TASK OBJECTIVE:
Extract all lines that hold "audio" from the records below.

=== Section Start ===

Issue #257, opened 2022-06-06
API: TaskAPIView does not include a GET to request active tasks


lamusmaser:
TaskAPIView only includes the POST request to run a new task, but does not have a method to request if there is an ongoing task, and the POST response adds to the the requested task to the queue of tasks, if able.

Request:
Add a GET call to TaskAPIView that will return either the active task (optional: current stage ongoing task is at) or a POST call that requests if that type of task is currently ongoing.

lamusmaser:
I can look into making this into a PR if I get some time, but wanted to make sure the request was made here in case someone else is able to get to it before I can.

bbilly1:
So far, you can see your running tasks in `/progress/`, that's also how the notifications are built. But yes, for a rest full approach, this should be done in `/api/task/`. Then a GET request would return a list of messages? Associated with a task or a interaction from the frontend? I wanted to avoid making dedicated endpoints for each task, e.g. `/api/task/download_pending/` etc to not have this extend endlessly, but not sure if that is the right approach. 

So I'd be very happy if you could look into this.

lamusmaser:
I think having the one task response (since only one task can be running at a time) should be fine. The current method of making a request to `/progress` is not as compatible with the current REST API requests, since you have to login via the `/login/` and pickup the CSRF token from there to get it to work properly.

lamusmaser:
Will be closed with next version; PR accepted and merged successfully.

PR #258, opened 2022-06-06
Update TaskAPIView with GET - #257 PR

lamusmaser:
Initial commit to determine the GET response for TaskAPIView which should show if the "rescan" or "download" tasks are currently running. This is based on if the Lock is currently owned - may need to modify further if determined inadequate for task checking.

### DIFF
--- a/tubearchivist/api/README.md
+++ b/tubearchivist/api/README.md
@@ -211,8 +211,8 @@ GET /api/task/
 Returns:
 ```json
 {
-    "rescan": "false",
-    "download": "false"
+    "rescan": false,
+    "download": false
 }
 ```
 
--- a/tubearchivist/api/README.md
+++ b/tubearchivist/api/README.md
@@ -202,6 +202,20 @@ When valid returns message with user id:
 ```
 
 ## Task View
+GET /api/task/
+POST /api/task/
+
+Check if there is an ongoing task:
+GET /api/task/
+
+Returns:
+```json
+{
+    "rescan": "false",
+    "download": "false"
+}
+```
+
 Start a background task
 POST /api/task/
 ```json
--- a/tubearchivist/api/README.md
+++ b/tubearchivist/api/README.md
@@ -212,7 +212,7 @@ Returns:
 ```json
 {
     "rescan": false,
-    "download": false
+    "downloading": false
 }
 ```
 
--- a/tubearchivist/api/views.py
+++ b/tubearchivist/api/views.py
@@ -456,6 +456,10 @@ class TaskApiView(ApiBaseView):
     POST: start a new background task
     """
 
+    @staticmethod
+    def get(request):
+        return Response({"Test": "success"})
+
     # @staticmethod
     # def get(request):
     #     """handle get request"""
--- a/tubearchivist/api/views.py
+++ b/tubearchivist/api/views.py
@@ -458,7 +458,7 @@ class TaskApiView(ApiBaseView):
 
     def get(request):
         """handle get request"""
-        response = {"rescan": False, "download":False}
+        response = {"rescan": False, "download": False}
         response["rescan"] = RedisArchivist().get_lock("rescan").owned()
         response["download"] = RedisArchivist().get_lock("rescan").owned()
 
--- a/tubearchivist/api/views.py
+++ b/tubearchivist/api/views.py
@@ -455,7 +455,7 @@ class TaskApiView(ApiBaseView):
     GET: check if ongoing background task
     POST: start a new background task
     """
-    
+
     @staticmethod
     def get(request):
         """handle get request"""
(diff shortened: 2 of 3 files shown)


lamusmaser:
This is associated with #257 and will close when merged.

bbilly1:
Thanks for getting to work on that. The method `get_lock` of the `RedisArchivist` class will return a new lock instance every time it's called, so you won't be able to run `owned()` on a different instance than where the lock was initiated. I hope that makes sense, basically you can only call the `owned()` method here: https://github.com/tubearchivist/tubearchivist/blob/bb0f3dad1a02a375a306cc65b1689de92b6fc8e8/tubearchivist/home/tasks.py#L54 and it will be doing what you think it does. Otherwise you'll have to `acquire()` it, but that will create it if it can, so that's not what you want either. 

Basically a lock is just a key set in redis, so you can check if that key is there, that key will automatically disappear when `release()` was called on that lock, so that is a thread independent approach. 

I've pushed a commit to your PR implementing `is_locked` in the `RedisArchivist` class that is just doing that, so you can call that method in the API view.

Also note that all API views expect `self` as it's first argument and `request` as the second, like here: https://github.com/tubearchivist/tubearchivist/blob/bb0f3dad1a02a375a306cc65b1689de92b6fc8e8/tubearchivist/api/views.py#L366 you'll have to use the `staticmethod` decorator if you don't need access to `self` in that view, like here: https://github.com/tubearchivist/tubearchivist/blob/bb0f3dad1a02a375a306cc65b1689de92b6fc8e8/tubearchivist/api/views.py#L427

Otherwise Django will be unhappy because there is an unexpected amount of arguments.

lamusmaser:
Thank you for the detailed reply. Based on my initial reading, I thought that `.get_lock()` was doing what the new `is_locked()` function is doing, so I appreciate the commit. I'll update the PR with the replacement requests.

Also noted for the `self` vs `staticmethod` decorator; I had noticed what you pointed out, but didn't make the connection that the decorator was what allowed it.

bbilly1:
Were you able to build the image and test your changes? For linting, you can use `./deploy.sh validate` to help you out there.

lamusmaser:
I haven't yet. I had to shut down my test server a while back, so I didn't get the time to redeploy and rebuild the image.

I will see if I can get that done sometime later this week before the PR merge.

lamusmaser:
@bbilly1 - I have this tested and working now. Looks like we were getting a key error, but now it responds appropriately:

```
>>> r = requests.post(base_url+login_api,json=payload)
>>> headers = {"Authorization": f"Token {r.json()['token']}"}
>>> p = requests.get(base_url+ping_url,headers=headers)
>>> p.text
'{"response":"pong","user":1}'
>>> tg = requests.get(base_url+task_api,headers=headers)
>>> tg.text
'{"rescan":false,"download":false}'
>>> tp = requests.post(base_url+task_api,headers=headers,json=runtask)
>>> tp.text
'{"success":true,"task":"rescan_pending"}'
```

Testing also shows that the `POST` requests are no longer failing with Server 500 responses.

bbilly1:
Thanks for working on that. Does it ever set to `true` for you when you have the rescan process running for example? You'll have to pass the name of the lock into the `is_locked` method. Like here: https://github.com/tubearchivist/tubearchivist/blob/bb0f3dad1a02a375a306cc65b1689de92b6fc8e8/tubearchivist/home/tasks.py#L82 this creates a lock named `downloading` so to check if that lock is set, you'll have to use the same name like `RedisArchivist().is_locked("downloading")`.

Then I saw, you also updated the README, good thinking. The return will be a bool though and not a string, so `"download": false` and not `"download": "false"`.

lamusmaser:
README has been updated appropriately.

Had to make a minor adjustment - I was making the correct call, but wasn't using the correct key (misread which string was passed through to the end). 

```
>>> tg = requests.get(base_url+task_url,headers=headers)
>>> tg.text
'{"rescan":false,"download":false}'
>>> tp = requests.post(base_url+task_url,headers=headers,json=runtask)
>>> tp.text
'{"success":true,"task":"rescan_pending"}'
>>> tg = requests.get(base_url+task_url,headers=headers)
>>> tg.text
'{"rescan":true,"download":false}'
>>> >>> tg = requests.get(base_url+task_url,headers=headers)
>>> tg.text
'{"rescan":false,"download":false}'
```

Download was not working, so pushed another update that 1) fixed the `download` key to be `downloading` and 2) converted it to a dictionary reference loop, rather than keying each individually.

```
>>> tp = requests.post(base_url+task_url,headers=headers,json=runtask)
>>> tp.text
'{"success":true,"task":"download_pending"}'
>>> tg = requests.get(base_url+task_url,headers=headers)
>>> tg.text
'{"rescan":false,"downloading":true}'
```

At this point, the endpoint is working and responding against the two tasks; additionally, the README should be correct with the right typecast, as well.

bbilly1:
Excellent work, this can then easily be extended with new tasks by just adding them to the list.

PR #263, opened 2022-06-18
Fix repeated superuser creations after rename/removal

### LINKED ISSUE #261: [docker] initial superuser created every time container starts
So it appears that the superuser is created on container startup every time based on variables `TA_USERNAME` and `TA_PASSWORD`, even if:
- the container is started for the non-first time
- even if another superuser exists
- even if the initial user is manually deleted using the admin interface

One would presume from the wording on README, i.e. `Change the environment variables TA_USERNAME and TA_PASSWORD to create the initial credentials` and the example compose file, i.e. `your initial TA credentials` that it's only created when the container is run for the first time and/or if no other superuser exists. I believe this should be more clear in the README, and/or make the app not create a superuser if it's not the first time being run

dshoreman:
This prevents repeated runs of `createsuperuser` after the first successful one.  

* It uses a file to determine whether creation has already been run.
* Currently that file is `/cache/initsu.lock`, or `./initsu.lock` when outside Docker.
* If the file exists, it skips creation with a warning (and instructions to force it if that's what the user wants).
* If it *doesn't*, it's assumed to be a new install; creation happens as normal, file created on success.

---
#### Some notes
1. `ELASTIC_USER` is no longer required:
   * The original requirement had no effect anyway because of the 'elastic' default
2. Other variables will now error if they're set-but-empty:
   * They could previously be *empty*, as long as they were *set*
   * As an added bonus, this also fixes a fun accidental lockout scenario: you could *create* an account with no password, but it won't let you *log in* with one due to input validation on the login page.

**What this PR *does not* do:**
* *Account for existing installs where the default was removed/renamed*
  One final creation is inevitable, but could optionally be avoided with `touch cache/initsu.lock` before starting.
* *Enable any automatic creation after the first successful run* (...but that may be a feature in itself)  
  Shouldn't be needed, but steps to force re-creation are printed out to the log if someone *really* wants to

Fixes #261

### DIFF
--- a/docker_assets/run.sh
+++ b/docker_assets/run.sh
@@ -5,7 +5,12 @@ if [[ -z "$ELASTIC_USER" ]]; then
     export ELASTIC_USER=elastic
 fi
 
-: "${ELASTIC_PASSWORD:?"Missing required environment variable"}"
+required="Missing required environment variable"
+if [[ ! -f .superuser_created ]]; then
+    : "${TA_USERNAME:?$required}"
+    : "${TA_PASSWORD?$required}"
+fi
+: "${ELASTIC_PASSWORD:?$required}"
 
 # ugly nginx and uwsgi port overwrite with env vars
 if [[ -n "$TA_PORT" ]]; then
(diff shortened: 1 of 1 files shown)


dshoreman:
I ended up having to parse output of `createsuperuser`. If the user already exists (eg in first post-upgrade starts), the command throws an error into stderr and exits with a non-zero status so the temp file would never be created.

Seems to be working for me now, description updated! :tada:

Issue #316, opened 2022-08-22
[Feature Request]: Implement some additional yt-dlp options/commands


M4NH3X:
### Already implemented?

- [X] I have read through the [wiki](https://github.com/tubearchivist/tubearchivist/wiki).
- [X] I understand the [scope](https://github.com/tubearchivist/tubearchivist/wiki/FAQ) of this project and am aware of the [known limitations](https://github.com/tubearchivist/tubearchivist#known-limitations).

### Your Feature Request

Currently we can't pass custom yt-dlp commands, it would be nice to have that option.

I know if we allow all options then it will break TA but yt-dlp is really robust, so that we can allow few whitelisted commands so that things won't break.

Thank you for this great project!

------

If this request is rejected for some reason, would love to see these options integrated into TA web-ui themselves. 

* [Sorting Formats:](https://github.com/yt-dlp/yt-dlp#sorting-formats) `-S` (this is far more robust than -f)
* Extract audio: `-x` `--audio-format` (Channels dedicated to podcasts, etc. can be really helpful)
* `-N` or `--concurrent-fragments` (some formats use fragments)
* `--write-info-json` `--write-description` (it will increase portability of downloaded data if users plans to migrate)

That's all options I can think of now which won't break things but increase flexibility.

### Your help is needed!

- [ ] Yes I can help with this feature request!

bbilly1:
So with arbitrary settings import it's going to be very easy to break Tube Archivist. As that is in essence untestable. So it's not a question if yt-dlp is robust, which it is, it's that Tube Archivist expects certain files to be there, and other not to be there. Also depending on the option you choose, you'll want to index things differently, but that wouldn't be possible with arbitrary settings. 

I guess that's the difference between a download GUI that only needs to worry about that once at download, and a media server where everything needs to fit with each other indefinitely. 

But for your configuration options:
1. Sorting formats: Sounds good, that's only at download time, so that's straight forward to implement.
2. Extract audio: That's on the roadmap with the podcast rss feed, so that can be implemented together with that.
3. `-N`: I'm not familiar with that one, but sounds like a download only option? Need to look into that.
4. Write description is implemented with `--embed-metadata`, which also embeds description plus more. I think there is also `--embed-info-json`? Does that work with mp4 files? I'd rather not create separate files for that, as this will require more changes to handle that for things like *rescan filesystem* and the like and will double the amount of files you create, that's why you have a media server! Plus embedded things are easy enough to extract if portability is your concern. 

[...]

PR #471, opened 2023-04-27
Allow to configure yt-dlp `--format-sort` argument

dsander:
This exposes the [`--format-sort`][1] yt-dlp option to the user.

Implements parts of #316

[1]: https://github.com/yt-dlp/yt-dlp#sorting-formats

### DIFF
--- a/tubearchivist/home/src/download/yt_dlp_handler.py
+++ b/tubearchivist/home/src/download/yt_dlp_handler.py
@@ -312,6 +312,8 @@ class VideoDownloader:
         """build user customized options"""
         if self.config["downloads"]["format"]:
             self.obs["format"] = self.config["downloads"]["format"]
+        if self.config["downloads"]["format_sort"]:
+            self.obs["format_sort"] = self.config["downloads"]["format_sort"].split(",")
         if self.config["downloads"]["limit_speed"]:
             self.obs["ratelimit"] = (
                 self.config["downloads"]["limit_speed"] * 1024
--- a/tubearchivist/home/src/download/yt_dlp_handler.py
+++ b/tubearchivist/home/src/download/yt_dlp_handler.py
@@ -313,7 +313,9 @@ class VideoDownloader:
         if self.config["downloads"]["format"]:
             self.obs["format"] = self.config["downloads"]["format"]
         if self.config["downloads"]["format_sort"]:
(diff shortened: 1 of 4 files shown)


bbilly1:
Excellent, thanks for taking this on! :-)

You can register a default value in the config template [here](https://github.com/tubearchivist/tubearchivist/blob/testing/tubearchivist/home/config.json), then there is a startup management function that will load that into redis [here](https://github.com/tubearchivist/tubearchivist/blob/testing/tubearchivist/config/management/commands/ta_startup.py#L48-L57). This way we can assume everybody has that key set in their config, even if it's just set to `False` and we don't have to worry about any KeyErrors or such.

Then it might be worth it to mention in the markup on the settings page that no all codecs are compatible with all browsers. Especially Safari is very picky. Just in case people get confused why their video doesn't have audio anymore.

tubearchivist/home/src/download/yt_dlp_handler.py
```diff
@@ -312,6 +312,8 @@ def _build_obs_user(self):
         """build user customized options"""
         if self.config["downloads"]["format"]:
             self.obs["format"] = self.config["downloads"]["format"]
+        if self.config["downloads"]["format_sort"]:
+            self.obs["format_sort"] = self.config["downloads"]["format_sort"].split(",")
```
bbilly1, line 316: I think yt-dlp is picky here, I think they expect no spaces after the commas. But we humans have that kind of ingrained. Would be a nice quality of life if we can handle both here, something like:
```python
format_sort_list = [i.strip() for i in format_sort.split(",")]
```

dsander: Good point, done. I hope the style is OK.

dsander:
> You can register a default value in the config template [here](https://github.com/tubearchivist/tubearchivist/blob/testing/tubearchivist/home/config.json), then there is a startup management function that will load that into redis [here](https://github.com/tubearchivist/tubearchivist/blob/testing/tubearchivist/config/management/commands/ta_startup.py#L48-L57). This way we can assume everybody has that key set in their config, even if it's just set to `False` and we don't have to worry about any KeyErrors or such.

Thanks for the hint, I missed the default config when grepping through the code base to figure out where this change might need to be made 😄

=== Section End ===

PROBLEM SOLUTION:
* Extract audio: `-x` `--audio-format` (Channels dedicated to podcasts, etc. can be really helpful)
2. Extract audio: That's on the roadmap with the podcast rss feed, so that can be implemented together with that.
Then it might be worth it to mention in the markup on the settings page that no all codecs are compatible with all browsers. Especially Safari is very picky. Just in case people get confused why their video doesn't have audio anymore.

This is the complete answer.